*WHAT YOU WILL DO*: Every record listed below should be copied exactly.

*DATA UNDER STUDY*:
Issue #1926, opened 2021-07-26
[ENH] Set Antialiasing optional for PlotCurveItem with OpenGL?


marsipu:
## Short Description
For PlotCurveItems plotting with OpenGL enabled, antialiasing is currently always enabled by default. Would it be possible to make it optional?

*ANSWER SPACE*:
Issue #1926, opened 2021-07-26
[ENH] Set Antialiasing optional for PlotCurveItem with OpenGL?


marsipu:
## Short Description
For PlotCurveItems plotting with OpenGL enabled, antialiasing is currently always enabled by default. Would it be possible to make it optional?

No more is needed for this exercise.